Тут неожиданно встрял Никита. Был он лишь дьяком, хоть и ближним к царю человеком, но отвечать поперед старших ему было невместно. Однако царица, видно, благоволила ему, и её разрешению ни кто не стал перечить.
— Государыня царица, Государь наш Пётр Алексеевич, дозвольте слово свое молвить — Никита поклонился.
— Говори, Никита Моисеевич — царица по-доброму улыбнулась дьяку, и тот продолжил.

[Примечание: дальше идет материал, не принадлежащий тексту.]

PR #4857, opened 2024-08-18
Fix `(Nov - Mar)` condition parsing

kinkard:
# Issue

This PR itself is a substract from the https://github.com/valhalla/valhalla/pull/4851 into a separate PR that addresses a separate issue.

The `(Nov - Mar)` condition (with spaces) is extremely common in Lithuania. It is used to annotate 110 kph speed limit during winter (130 otherwise) - https://en.wikipedia.org/wiki/Speed_limits_in_Lithuania. Almost all A1 ways (e.g. https://www.openstreetmap.org/way/966218614) have it.

## Tasklist

 - [x] Add tests

## Requirements / Relations

### DIFF
--- a/test/timeparsing.cc
+++ b/test/timeparsing.cc
@@ -460,6 +460,55 @@ TEST(TimeParsing, TestConditionalRestrictions) {
   }
 }
 
+TEST(TimeParsing, TestConditionalMaxspeed) {
+  TryConditionalRestrictions("(19:00-06:00)", 0, 0, 0, {0, 0, 0, 19, 0}, {0, 0, 0, 6, 0});
+  TryConditionalRestrictions("(06:00-18:00)", 0, 0, 0, {0, 0, 0, 6, 0}, {0, 0, 0, 18, 0});
+
+  std::string condition = "(07:00-09:00,13:00-16:00; SH off)";
+  ASSERT_EQ(get_time_range(condition).size(), 2);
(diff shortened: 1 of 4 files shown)


kevinkreiser:
i very much appreciate you breaking this out into a smaller bit that is much easier to review and test

test/timeparsing.cc
```diff
@@ -460,6 +460,78 @@ TEST(TimeParsing, TestConditionalRestrictions) {
...
+    TryConditionalRestrictions(conditions[3], 0, 0, 62, {8, 15, 0, 0, 0}, {12, 31, 0, 0, 0});
+
+    ASSERT_EQ(get_time_range(conditions[4]).size(), 0);
+    ASSERT_EQ(get_time_range(conditions[5]).size(), 0);
+  }
+
+  TryConditionalRestrictions("(Jun 1-Aug 31 00:00-24:00)", 0, 0, 0, {6, 1, 0, 0, 0},
+                             {8, 31, 0, 0, 0});
+
+  // non-standart seasons that are not supported
```
kevinkreiser, line 530: linter wants you to fix this typo
```suggestion
  // non-standard seasons that are not supported
```

kinkard:
The note about perf commit in this PR:

The function `get_time_range` takes 2.4% of the way_callback time and noticeable part of it was spent in regex construction and assigning.

Before:
image

After:
image

Which is nice, taking in account that this PR adds one more regex to check. So more regexes in less time, which is always good

kevinkreiser (approved):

— Государь верно то говорит. Кто по смуте власть возьмет, тот её крепко держать не сможет. А кто по собору тот всем людям московским правым государем будет. Запомнят оне, что Софья возвеличилась волею стрельцов токмо. Дозволь царевне властвовать, покуда сын твой летами мал. Нет у неё советчиков достойных. Полагаю, неправды многие прибудут народу русскому её правления. А как вырастет Пётр, войдет в силу государь, и людей мы верных соберем, так и будут и земство и посадские за нас стоять на соборе, да и бояре с дворянами не все по рукой Милославских радостны будут. Тогда и станет царство нашим. Чай при Софье Милославские все себе заберут, и обиженные бояре милости твоей искать будут, чтобы участь переменить. Да и не было ещё того на Руси, что бы государыня поперед сильного государя властвовала.
— То верно государыня. — Поддержала Никиту царица Марфа. — У Софьи уже и места делят, и тебя с детьми хотят со света сжить. Князь Хованский противится уходу Петра Алексеевича — боится всевластия старого Ивана Милославского — не хочет, видно, полной воли Софье давать. А за ним стрельцы, как он скажет, то они и делать будут. Пока Софья в полную силу не вошла, надо царя спасать. Коли царевна сама венец возьмёт, то и отдавать не захочет. А коли мы ей его даруем, то и обратно забрать завсегда сумеем.
— Сумеем ли, сестрица? — воскликнула государыня. — Уже ли сами должны себя в руки Софье отдать?
— Для того и надо нам прийти с Софьей к согласию, коли удержать венец самим не с кем.
В конце концов, участник импровизированного совета так и не пришли единому мнению.
Расходились уже совсем близко к обедне. Дворец опустел совершенно. Даже челядь куда-то попряталась. Лишь два боевых холопа от Голицыных охраняли вход на нашу половину. Царицу Марфу взялся проводить князь Иван, оставив мне своего ближнего боевого холопа. А я всё-таки не удержался и на выходе сумел тихо сказать ему цитатой "Квартета "И": "А ты боярин — мо-ло-дец!", и скрытно показать большой палец. Александр-Иван ничего не ответил — лишь улыбнулся довольно, как кот, умыкнувший у хозяев вкусняшку.
Мне на обедню в храм идти совершенно не хотелось. Чувствовал, как сильно Пётр устал за это долгое утро, а я боялся самостоятельно сделать ошибку и "спалиться" прямо на службе. Сказался уставшим, я сделал вид, что молиться будут в персональной молельной комнате, что была устроена рядом с кабинетом. Самому мне захотелось пробраться на сторону Милославских и ещё раз увидеть Софью. То что, она оказалась так похожа на оставленную мной жену — вновь всколыхнуло тоску по семье. Страха нарваться на бунтовщиков, как ни странно не было. Наверное, молодой организм царя, в который я попал, так сильно подействовал на мою "природную осторожность", что она не решалась проявиться. Стольники мои видно разбежались, услышав, что стрельцы опять собираются в Кремль. Рядом со мной был только молчаливый Андрей и боевой холоп дядьки Ивана — Степан. Наскоро помолившись перед иконами у себя в молельной, я выскользнул через переднюю в сени. Там, дав знак "не шуметь" ожидавшим меня Андрею и Степану, свернул в проход для служек и спустился в дворцовый подклет.